This is very basic algorithm that plays the game by making random moves. Sometimes it reaches the end goal, but overall it supper inneficient.

In [None]:
rt = monte_carlo_tree.RandomPlayTree(env, GoNode, BOARD_SIZE)


def random_play():
    '''
    Play a game using random tree strategy
    '''
    return rt.simulate(rt.root_node)
    

def build_stats(playfunc, n_games=100):
    '''
    Play a number of random games and display result
    '''

    black_wins = 0
    white_wins = 0
    draws = 0
    moves = []
    
    for _ in range(n_games):
        m = playfunc()

        reward = env.winning()

        if reward > 0:
            black_wins += 1
        elif reward < 0:
            white_wins += 1
        elif reward == 0.0:
            draws += 1
       
        moves.append(m.depth())
    
    print("Blacks: ", black_wins, "Whites: ", white_wins, "Draws: ", draws, "Moves mean:", np.mean(moves))

In [None]:
# build_stats(random_play, 100)

## Monte Carlo Search Tree

In [None]:
mcst = monte_carlo_tree.MonteCarloPlayTree(env, GoNode, BOARD_SIZE)

def mtsc_play():
    '''
    Play a game using MonteCarloSearchTree
    '''
    
    return mcst.simulate(mcst.root_node)

In [None]:
# build_stats(mtsc_play, 100)

## Alpha Zero

In [None]:
import torch
import torch.nn as nn
import torch.nn.functional as F


device = torch.device("cuda:0" if torch.cuda.is_available() else "cpu")

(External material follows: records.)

PR #1416, opened 2023-11-30
Add tests to validate spatial aggregation

cijothomas:
Added tests to validate SDK is doing "spatial aggregation" correctly. That term is no longer used explicitly in the spec, but the expected behavior is not currently implemented. Based on my experience, many implementations had/have this bug.

eg: .NET had this bug from day1 and not fixed as of today. https://github.com/open-telemetry/opentelemetry-dotnet/blob/main/test/OpenTelemetry.Tests/Metrics/MetricApiTestsBase.cs#L883-L886

Related discussions on this topic:
https://github.com/open-telemetry/opentelemetry-specification/issues/2905
https://github.com/open-telemetry/opentelemetry-specification/issues/1874

The tests are ignored now (they won't pass today!), but I think its worth while to have them, while we work on Metrics SDK, to help us keep in mind some edge scenarios.

I'll dig more into fixing these. The shared discussions above only affected Observable instruments, but we are failing for Non-observable as well here, so there are likely more changes required.

### DIFF
--- a/opentelemetry-sdk/src/metrics/mod.rs
+++ b/opentelemetry-sdk/src/metrics/mod.rs
@@ -347,11 +347,7 @@ mod tests {
 
         // find and validate the single datapoint
         let data_point = &sum.data_points[0];
-        assert_eq!(
-            data_point
-                .value,
-            300
-        );
+        assert_eq!(data_point.value, 300);
     }
 
     // "multi_thread" tokio flavor must be used else flush won't
@@ -430,10 +426,6 @@ mod tests {
         assert_eq!(sum.data_points.len(), 1);
         // find and validate the single datapoint
         let data_point = &sum.data_points[0];
-        assert_eq!(
-            data_point
-                .value,
-            30
-        );
+        assert_eq!(data_point.value, 30);
     }
 }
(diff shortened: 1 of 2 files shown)


opentelemetry-sdk/src/metrics/mod.rs
```diff
@@ -262,4 +262,163 @@ mod tests {
...
+        let sum = metric
+            .data
+            .as_any()
+            .downcast_ref::<data::Sum<u64>>()
+            .expect("Sum aggregation expected for ObservableCounter instruments by default");
+
+        // Expecting 1 time-series only, as the view drops all attributes resulting
+        // in a single time-series.
+        // This is failing today, due to lack of support for spatial aggregation.
+        assert_eq!(sum.data_points.len(), 1);
```
lalitb, line 346: Also, adding a  test to validate the value of aggregation?

opentelemetry-sdk/src/metrics/mod.rs
```diff
@@ -262,4 +262,163 @@ mod tests {
...
+        let sum = metric
+            .data
+            .as_any()
+            .downcast_ref::<data::Sum<u64>>()
+            .expect("Sum aggregation expected for Counter instruments by default");
+
+        // Expecting 1 time-series only, as the view drops all attributes resulting
+        // in a single time-series.
+        // This is failing today, due to lack of support for spatial aggregation.
+        assert_eq!(sum.data_points.len(), 1);
```
lalitb, line 422: same as above - Checking for the aggregated value?

lalitb (approved):
LGTM. Thanks. We have the same problem in otel-cpp for the Observable counter. I think synchronous works fine.

cijothomas:
Merging. I'll look at fixing this for sync instruments.
 
Fixing for Observable is likely harder - haven't been able to solve in .NET, C++ yet, unfortunately :-( Hopefully Rust can fix that.)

class ActorCritic(nn.Module):

    def __init__(self, board_size=BOARD_SIZE):
        super(ActorCritic, self).__init__()
        
        self.board_size = board_size
        self.conv1 = nn.Conv2d(1, 64, kernel_size=3, padding=1)
        self.conv2 = nn.Conv2d(64, 128, kernel_size=3, padding=1)
        self.conv3 = nn.Conv2d(128, 128, kernel_size=3, padding=1)
        self.conv4 = nn.Conv2d(128, 128, kernel_size=3, padding=1)
        self.layer1 = nn.Linear(128, 64)
        self.layer2 = nn.Linear(128, 1)
        
    def forward(self, x):

        x = x.unsqueeze(1)
        x = F.relu(self.conv1(x))
        x = F.relu(self.conv2(x))
        x = F.max_pool2d(x, 2)
        x = F.relu(self.conv3(x))
        x = F.max_pool2d(x, 2)
        x = F.relu(self.conv4(x))
        x = F.max_pool2d(x, 2)
        x = F.dropout(x, p=0.2, training=self.training)
        x = x.view(-1, 128)
        
        prob = torch.sigmoid(self.layer1(x))
        value = torch.tanh(self.layer2(x))

        return prob.view(-1, 8, 8), value.view(-1, 1)

actor_critic_network = ActorCritic().to(device)

In [None]:
azt = monte_carlo_tree.GuidedMonteCarloPlayTree(env, GoNode, BOARD_SIZE, actor_critic_network, device)

In [None]:
losses = []

In [None]:
for i in range(50):
    for loss in azt.train(10):
        losses.append(loss)
    torch.save(actor_critic_network.state_dict(), "./actor_critic.pt")